We also now include the argument nBS to specify the number of bootstrap samples ran in each cross-validation fold. In this tutorial, nBS = 10 for computation speed but should be at least 100 in practice.

adjRes <- nbProbabilities(orderedPair = pairDataOrdered,
                            indIDVar = "individualID",
                            pairIDVar = "pairID",
                            goldStdVar = "snpClose",
                            covariates = c("Z2", "Z4", "timeCat"),
                            label = "SNPs", l = 1,
                            n = 5, m = 1, nReps = 5, 
                            orType = "adjusted", nBS = 10)

We again can look at the output in table form.

#Exponentiating the log odds ratios and creating a table of odds ratios
orTabAdj <- adjRes$estimates
orTabAdj <- orTabAdj[-c(orTabAdj$level == "(Intercept)"), ]
orTabAdj$orMean <- round(exp(orTabAdj$logorMean), 2)
orTabAdj$orCILB <- round(exp(orTabAdj$logorCILB), 2)
orTabAdj$orCIUB <- round(exp(orTabAdj$logorCIUB), 2)
orTabAdj$Variable <- substr(orTabAdj$level, 1, nchar(orTabAdj$level)-1)
orTabAdj$Value <- substr(orTabAdj$level, nchar(orTabAdj$level), nchar(orTabAdj$level))
orTabAdjPrint <- orTabAdj[, c("Variable", "Value", "orMean", "orCILB", "orCIUB")]

Table of contribution of covariates

Variable Value orMean orCILB orCIUB
Z2 1 1.66 0.81 3.37
Z4 2 0.60 0.29 1.26
Z4 3 0.11 0.00 17.27
timeCat 2 0.82 0.37 1.84
timeCat 3 0.37 0.01 9.54
timeCat 4 0.11 0.00 515.64
timeCat 5 0.00 0.00 220.31
timeCat 6 0.13 0.01 1.41

The odds ratio describing the association between being a link and having a timeCat value of 5 (time between cases of 4-5 years) has a very large confidence interval upper bound. This is due to their being very few instances of transmission in this category, which leads to instability in the standard error calculation in the logistic regression.

table(pairDataOrdered$timeCat, pairDataOrdered$snpClose)
#>    
#>     FALSE TRUE
#>   1   290   94
#>   2   239   58
#>   3   215   37
#>   4   170   18
#>   5   146    6
#>   6   407   34

If this occurs, one may consider other categorizations such that these small sample sizes do not occur. Here, we can combine categories 5 and 6 of timeCat:

pairDataOrdered$timeCat2 <- as.factor(ifelse(pairDataOrdered$timeCat == 6, 5, pairDataOrdered$timeCat ))

We can then rerun the model to see this issue has been fixed.

adjRes2 <- nbProbabilities(orderedPair = pairDataOrdered,
                            indIDVar = "individualID",
                            pairIDVar = "pairID",
                            goldStdVar = "snpClose",
                            covariates = c("Z2", "Z4", "timeCat2"),
                            label = "SNPs", l = 1,
                            n = 5, m = 1, nReps = 5, 
                            orType = "adjusted", nBS = 10)
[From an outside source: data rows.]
PR #198799, opened 2026-05-20
[flang][OpenMP] Add structure checks for DECLARE VARIANT

abidh:
This PR adds declare-variant structure checking. Following checks are added:

- Validate [base:]variant arguments (including implicit base for single-name form).
- Require exactly one MATCH clause; reject a second MATCH on the same directive.
- Reject duplicate (base, variant) across multiple declare variant directives.
- Reject clauses not allowed on declare variant.
- Apply shared context-selector checks to MATCH (reuse metadirective logic).
- Require constant user conditions in MATCH for declare variant (dynamic selectors deferred).

Refactor metadirective support:

- Extract CheckContextSelectorSpecification for reuse.
- Reject SCORE on trait sets that do not allow it (also affects metadirective).

Co-authored-by: Cursor <cursoragent@cursor.com>


flang/lib/Semantics/check-omp-declare-variant.cpp
```diff
@@ -0,0 +1,183 @@
...
+      const parser::ScalarExpr &scalarExpr{
+          std::get<parser::ScalarExpr>(property.u)};
+      auto maybeType{GetDynamicType(scalarExpr.thing.value())};
+      if (!maybeType || maybeType->category() != TypeCategory::Logical) {
+        continue;
+      }
+      if (const auto *expr{GetExpr(scalarExpr)}) {
+        if (!IsConstantExpr(*expr, &context_.foldingContext())) {
+          context_.Say(property.source,
+              "USER condition in the MATCH clause must be a constant expression"_err_en_US);
```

orTabAdj2 <- adjRes2$estimates
orTabAdj2 <- orTabAdj2[-c(orTabAdj2$level == "(Intercept)"), ]
orTabAdj2$orMean <- round(exp(orTabAdj2$logorMean), 2)
orTabAdj2$orCILB <- round(exp(orTabAdj2$logorCILB), 2)
orTabAdj2$orCIUB <- round(exp(orTabAdj2$logorCIUB), 2)
orTabAdj2$Variable <- substr(orTabAdj2$level, 1, nchar(orTabAdj2$level)-1)
orTabAdj2$Value <- substr(orTabAdj2$level, nchar(orTabAdj2$level), nchar(orTabAdj2$level))
orTabAdjPrint2 <- orTabAdj2[, c("Variable", "Value", "orMean", "orCILB", "orCIUB")]
Variable Value orMean orCILB orCIUB
Z2 1 1.71 0.81 3.62
Z4 2 0.61 0.30 1.25
Z4 3 0.10 0.00 10.48
timeCat2 2 0.70 0.28 1.75
timeCat2 3 0.52 0.15 1.81
timeCat2 4 0.18 0.00 35.18
timeCat2 5 0.11 0.03 0.39

Conclusion

In this tutorial, we have illustrated how to use the nbTransmission package to model adjusted odds ratios describing the association between covariates and a variable representing transmission.